Assuming that limits as
x → ∞ have the properties for limits as x → c, use algebraic manipulations to evaluate lim x → ∞ for the function.
a. f(x) = x − 2/2 + 6x^2
b. f(x) = x^2 + 6/x + 7
Please help! I do not know how to start with this question.
I got zero for part a by plugging the function into a calculator but I still do not get part b.
Nevermind, I got it! I just needed to zoom out more on my graph.
To evaluate limits as x approaches infinity, you can use algebraic manipulations to rewrite the function in a way that allows you to apply the limit properties.
Let's start with part (a):
a. f(x) = (x - 2)/(2 + 6x^2)
To evaluate lim x → ∞ f(x), we need to look at the highest power of x in the denominator and numerator. In this case, the highest power of x in the denominator is x^2, and the highest power of x in the numerator is x.

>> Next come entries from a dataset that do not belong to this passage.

PR #342, opened 2022-04-14
Bug -  Fix bugs in sync results on root rank for e2e model benchmarks

yukirora:
**Description**
Fix bugs in sync results on root rank for e2e model benchmarks.

Bugs:
 - results were not changed to sync results (grammer)
 - sync results not applyed to all ranks but only root rank
 - output result on local_rank 0 not global root rank


superbench/benchmarks/model_benchmarks/pytorch_base.py
```diff
@@ -206,8 +207,10 @@ def _sync_result(self, result):
                     tensor = torch.as_tensor(result).cuda()
                 else:
                     tensor = torch.as_tensor(result)
-                torch.distributed.reduce(tensor, 0, op=torch.distributed.ReduceOp.MAX)
-                result = tensor.tolist()
+                torch.distributed.all_reduce(tensor, op=torch.distributed.ReduceOp.MAX)
+                sync_result = tensor.tolist()
+                for i in range(len(result)):
+                    result[i] = sync_result[i]
```
abuccts, line 213: why not use `result = tensor.tolist()` directly?

yukirora: This is a grammer issue about using Pointer in function params.
Guoshuai treats the function param 'result' as Pointer, and he expected the content of 'result' should be changed to sync_results after this function return.
However, if using 'result = tensor.tolist()', the address of  'result' changes, and after the function returns, the content of ’result‘ in the function that called this func does not change at all, resuting in this function and his pr not take effect(the final results not sync) in fact.

guoshzhao (approved):

abuccts (approved):

PR #344, opened 2022-04-14
Analyzer - Support regex in annotations of benchmark naming for metrics in rules

yukirora:
**Description**
 Support regex in annotations of benchmark naming for metrics in rules.
For example:      
metrics:   
 \- model-benchmarks:resnet50:float/.\*/fp16_train_throughput' 
 -> 
 \- 'model-benchmarks:.\*/.\*/fp16_train_throughput'


superbench/analyzer/rule_base.py
```diff
@@ -32,6 +32,9 @@ def _get_metrics_by_benchmarks(self, metrics_list):
                 logger.warning('RuleBase: get_metrics_by_benchmarks - {} does not have benchmark_name'.format(metric))
             else:
                 benchmark = metric.split('/')[0]
+                # support annotations in benchmark naming
+                if ':' in benchmark:
+                    benchmark = metric.split(':')[0]
```
abuccts, line 37: how will you differentiate benchmarks with same name, e.g., `model-benchmarks:resnet` and `model-benchmarks:bert`, `nccl-bw:default` and `nccl-bw:gdr-only`?

yukirora: I think I don't need to differentiate benchmarks in this func, that depends on how you write rules.
This function is only use to get the real name of benchmark which will be used as keys to re-organize the metrics in raw data and the metrics specified in rules. 
Then the keys can be used to reduce search space when match the metrics specified in rules with regex with the metric names in raw data

yukirora: My goal of this change to support regex for annotations to write metrics in the rules, previously we can not use regex before '/' in the metric, so for example, when we write a rule for result summary, if we change the annotations, we must always change the metric name in the rule.

cp5555 (approved):

abuccts (approved):

PR #345, opened 2022-04-14
Bug - Support no matching rules and unify the output name in result_summary

yukirora:
**Description**
Support no matching rules and unify the output name in result_summary

**Major Revision**
- Support rule with no matched metrics in result summary
- Unify output file name to 'results-summary'


superbench/analyzer/result_summary.py
```diff
@@ -129,6 +129,10 @@ def _generate_summary(self, round):
         """
         summary = {}
         for rule in self._sb_rules:
+            # skip the rule with no matched metrics
+            if len(self._sb_rules[rule]['metrics']) == 0:
+                logger.warning('ResultSummary: No matched metrics - {}'.format(rule))
+                continue
```
cp5555, line 135: I cannot get the point. Why do we need to tolerate this? Warning is OK.

cp5555: I think it's a bug actually. We should support it.

cp5555 (approved):

abuccts (approved):

PR #355, opened 2022-05-30
Analyzer - Fix bugs in data diagnosis

yukirora:
**Description**
Fix bugs in data diagnosis.

**Major Revision**
- add support to get baseline of the metric which uses custom benchmark naming with ':' like 'nccl-bw:default/allreduce_8_bw:0'
- save raw data of all metrics rather than metrics defined in diagnosis_rules.yaml when output_all is True
- fix bug of using wrong column index when applying format(red color and percentile) in the excel


tests/data/diagnosis_summary.json
```diff
@@ -1,5 +1,298 @@
 [
```
cp5555, line 1: What's the goal to revise it?

cp5555 (approved):

tests/data/diagnosis_summary.json
yukirora: to pass the test for ‘save raw data of all metrics rather than metrics defined in diagnosis_rules.yaml when output_all is True’

abuccts (approved):

PR #365, opened 2022-06-24
CLI - Support SKU auto detect if running on Azure VM

abuccts:
Support SKU auto detect and using corresponding benchmark config if running on Azure VM.


superbench/common/utils/file_handler.py
```diff
@@ -57,16 +57,26 @@ def create_sb_output_dir(output_dir=None):
...
     Returns:
         OmegaConf: Config object, None if file does not exist.
     """
-    default_config_file = Path(__file__).parent / '../../config/default.yaml'
-    p = Path(config_file) if config_file else default_config_file
+    p = Path(str(config_file))
+    if not config_file:
+        config_path = Path(__file__).parent / '../../config'
+        p = config_path / 'default.yaml'
+        vm_size = get_vm_size().replace('Standard_', '').lower()
```
cp5555, line 72: Maybe we don't need to replace?

superbench/common/utils/file_handler.py
```diff
@@ -57,16 +57,26 @@ def create_sb_output_dir(output_dir=None):
...
+        if vm_size:
+            logger.info('Detected Azure SKU standard_%s.', vm_size)
+            for config in (config_path / 'azure').glob('**/*'):
+                if config.name.startswith(vm_size):
+                    p = config
+                    break
+        logger.info('No benchmark config provided, using config file %s.', str(p))
```
cp5555, line 79: Maybe we cannot find the right configuration. Shall we output the error?

abuccts: we can only cover a few common SKUs, so it's just in best effort
if the SKU is detected but there's no config for it, the following info log will be shown instead of error:
```
[INFO] Detected Azure SKU ...
[INFO] ... using config file default.yaml
```

superbench/common/utils/file_handler.py
abuccts: the prefix is duplicate in all skus, and current [config files](https://github.com/microsoft/superbenchmark/tree/main/superbench/config/azure/inference) do not include it

cp5555: Yes, we should replace all current config name.

superbench/common/utils/file_handler.py
cp5555: Really confused here. Do we support default.yaml? It's strange for SuperBench has default.yaml. User should specify the yaml, otherwise, it can do auto-detection. If there is no support, we should print error

yzygitzh (approved):

superbench/common/utils/file_handler.py
abuccts: updated to keep "standard_" prefix

superbench/common/utils/file_handler.py
abuccts: > Do we support default.yaml?

yes

here's how the config is decided:
```
if config is specified:
    use provided config
else
    use default.yaml
    if sku can be detected and it happens to have a corresponding config:
        use sku.yaml
```
this PR only adds the "sku can be detected" feature, it will try to find a sku.yaml but no guarantee, for other cases (not on azure, unknow sku, etc.) default.yaml is stilled used as what previous code did
if we decide to remove default.yaml, it will be a breaking change and makes --config argument required instead of optional

cp5555 (approved):

PR #370, opened 2022-07-01
Fix issues in ib validation benchmark

abuccts:
Fix several issues in ib validation benchmark:
* continue running when timeout in the middle, instead of aborting whole mpi process
* make timeout parameter configurable, set default to 120 seconds
* avoid mixture of stdio and iostream when print to stdout
* set default message size to 8M which will saturate ib in most cases
* fix hostfile path issue so that it can be auto found in different cases


superbench/runner/playbooks/check_env.yaml
```diff
@@ -26,7 +26,7 @@
     sb_nodes: '{{ hostvars.values() | map(attribute="ansible_hostname") | sort }}'
     sb_env: |
       # sb env
-      SB_WORKSPACE='{{ workspace if skip_docker else "/root" }}'
+      SB_WORKSPACE={{ workspace if skip_docker else '/root' }}
```
cp5555, line 29: Why related to IB?

superbench/runner/runner.py
```diff
@@ -86,7 +86,7 @@ def __validate_sb_config(self):    # noqa: C901
                             'btl_tcp_if_exclude': 'lo,docker0',
                             'coll_hcoll_enable': 0,
                         }
-                    for key in ['PATH', 'LD_LIBRARY_PATH', 'SB_MICRO_PATH']:
+                    for key in ['PATH', 'LD_LIBRARY_PATH', 'SB_MICRO_PATH', 'SB_WORKSPACE']:
```
cp5555, line 89: Why related to IB?

tests/benchmarks/micro_benchmarks/test_ib_traffic_performance.py
```diff
@@ -154,19 +154,19 @@ def test_ib_traffic_performance(self, mock_gpu):
...
-            "/ib_write_bw -F -n 2000 -d mlx5_0 -s 33554432 --report_gbits' --input_config " + \
-            os.getcwd() + '/config.txt'
+        expect_command = "ib_validation --cmd_prefix '" + benchmark._args.bin_dir + \
+            "/ib_write_bw -F -n 2000 -d mlx5_0 -s 33554432 --report_gbits' " + \
+            f'--timeout 120 --hostfile hostfile --input_config {os.getcwd()}/config.txt'
         command = benchmark._bin_name + benchmark._commands[0].split(benchmark._bin_name)[1]
         assert (command == expect_command)
 
-        parameters = '--ib_dev mlx5_0 --iters 2000 --pattern one-to-one --hostfile hostfile --gpu_dev 0'
+        parameters = '--ib_dev mlx5_0 --msg_size 0 --iters 2000 --pattern one-to-one --hostfile hostfile --gpu_dev 0'
```
cp5555, line 163: Do we need to test --msg_size "wrong_string"

superbench/benchmarks/micro_benchmarks/ib_validation_performance/ib_validation_performance.cc
```diff
@@ -301,7 +303,7 @@ float run_cmd(string cmd_prefix, int port, bool server, string hostname) {
 }
 
 // The ranks in vector of (server, client) run commands parallel
-vector<float> run_cmd_parallel(string cmd_prefix, const vector<std::pair<int, int>> &run_pairs_in_parallel,
+vector<float> run_cmd_parallel(string cmd_prefix, int timeout, const vector<std::pair<int, int>> &run_pairs_in_parallel,
```
cp5555, line 306: Why not add the end of this function? What's your thinking here?

superbench/runner/playbooks/check_env.yaml
abuccts: because ib scan benchmark will read host file in this path to generate the pairs, other benchmarks do not need that file

superbench/runner/runner.py
abuccts: same as above

superbench/benchmarks/micro_benchmarks/ib_validation_performance/ib_validation_performance.cc
abuccts: the first two arguments are parsed from boost program options directly. the last one is generated in other functions

tests/benchmarks/micro_benchmarks/test_ib_traffic_performance.py
abuccts: sure, added a false case

jeseszhang1010 (approved):

yukirora (approved):

PR #374, opened 2022-07-13
Add dependencies for topo xml

abuccts:
Add dependencies

* include ndv4-topo.xml in cuda docker images
* require requests version to avoid RequestsDependencyWarning

### DIFF
--- a/setup.py
+++ b/setup.py
@@ -155,6 +155,7 @@ setup(
         'omegaconf==2.0.6',
         'pandas>=1.1.5',
         'pyyaml>=5.3',
+        'requests>=2.28.1',
         'seaborn>=0.11.2',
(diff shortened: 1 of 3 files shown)


cp5555 (approved):

setup.py
```diff
@@ -155,6 +155,7 @@ def run(self):
         'omegaconf==2.0.6',
         'pandas>=1.1.5',
         'pyyaml>=5.3',
+        'requests>=2.28.1',
```
yzygitzh, line 158: Why upgrading this

yzygitzh: Never mind, saw it in description

yzygitzh (approved):

PR #382, opened 2022-08-02
Analyzer: Rename fields in json of data diagnosis to be more readable

yukirora:
**Description**
Rename field in data diagnosis to be more readable.

**Major Revision**
- rename fields according to diagnosis/metric format

**Minor Revision**
- change type of diagnosis/issue_num to be int

### DIFF
--- a/superbench/analyzer/data_diagnosis.py
+++ b/superbench/analyzer/data_diagnosis.py
@@ -232,20 +232,20 @@ class DataDiagnosis(RuleBase):
             data_not_accept_df (DataFrame): defective nodes's detailed information
 
         Returns:
-            DataFrame: all nodes' detailed information inluding ['Accept','#Issues','Category','Issue_Details']
+            DataFrame: all nodes' detailed information inluding ['Accept','Issue_num','Category','Issue_Details']
         """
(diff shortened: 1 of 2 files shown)


superbench/analyzer/data_diagnosis.py
```diff
@@ -232,20 +232,20 @@ def output_all_nodes_results(self, raw_data_df, data_not_accept_df):
             data_not_accept_df (DataFrame): defective nodes's detailed information
 
         Returns:
-            DataFrame: all nodes' detailed information inluding ['Accept','#Issues','Category','Issue_Details']
+            DataFrame: all nodes' detailed information inluding ['Accept','Issue_num','Category','Issue_Details']
```
abuccts, line 235: do you need to make 'Issue_Details' the same format as 'Issue_num'?

abuccts (approved):

superbench/analyzer/data_diagnosis.py
cp5555: Number_Of_Issues

cp5555 (approved):

superbench/analyzer/data_diagnosis.py
yukirora: updated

When x approaches infinity, the terms with lower powers become insignificant compared to the terms with higher powers. So, we can ignore the terms x^2 in the denominator and x^0 (which is just 1) in the numerator.
Now, we have:
lim x → ∞ (x - 2)/(2 + 6x^2)
≈ lim x → ∞ (x/2x^2) (ignoring lower power terms)
≈ lim x → ∞ (1/2x) (canceling out common factor of x)
Now, we can take the limit:
lim x → ∞ (1/2x) = 0
So, lim x → ∞ f(x) = 0.
Now let's move on to part (b):
b. f(x) = (x^2 + 6)/(x + 7)
Again, we look at the highest power of x in the denominator and numerator. In this case, the highest power of x is x^2 in the numerator, and x in the denominator.
So, when x approaches infinity, we need to divide both the numerator and denominator by x^2:
lim x → ∞ (x^2 + 6)/(x + 7)
≈ lim x → ∞ (1 + 6/x^2)/(1/x + 7/x^2) (dividing numerator and denominator by x^2)
≈ lim x → ∞ (1 + 6/x^2)/(1/x + 7/x^2) (simplifying)
Now, we can take the limit:
lim x → ∞ (1 + 6/x^2)/(1/x + 7/x^2)
= (1 + 0)/(0 + 0) (taking the limit as x approaches infinity)
= 1/0
Since we have a denominator of 0, the limit is undefined.
So, lim x → ∞ f(x) is undefined for the function in part (b).
I hope this helps you understand how to evaluate limits as x approaches infinity using algebraic manipulations! Let me know if you have any further questions.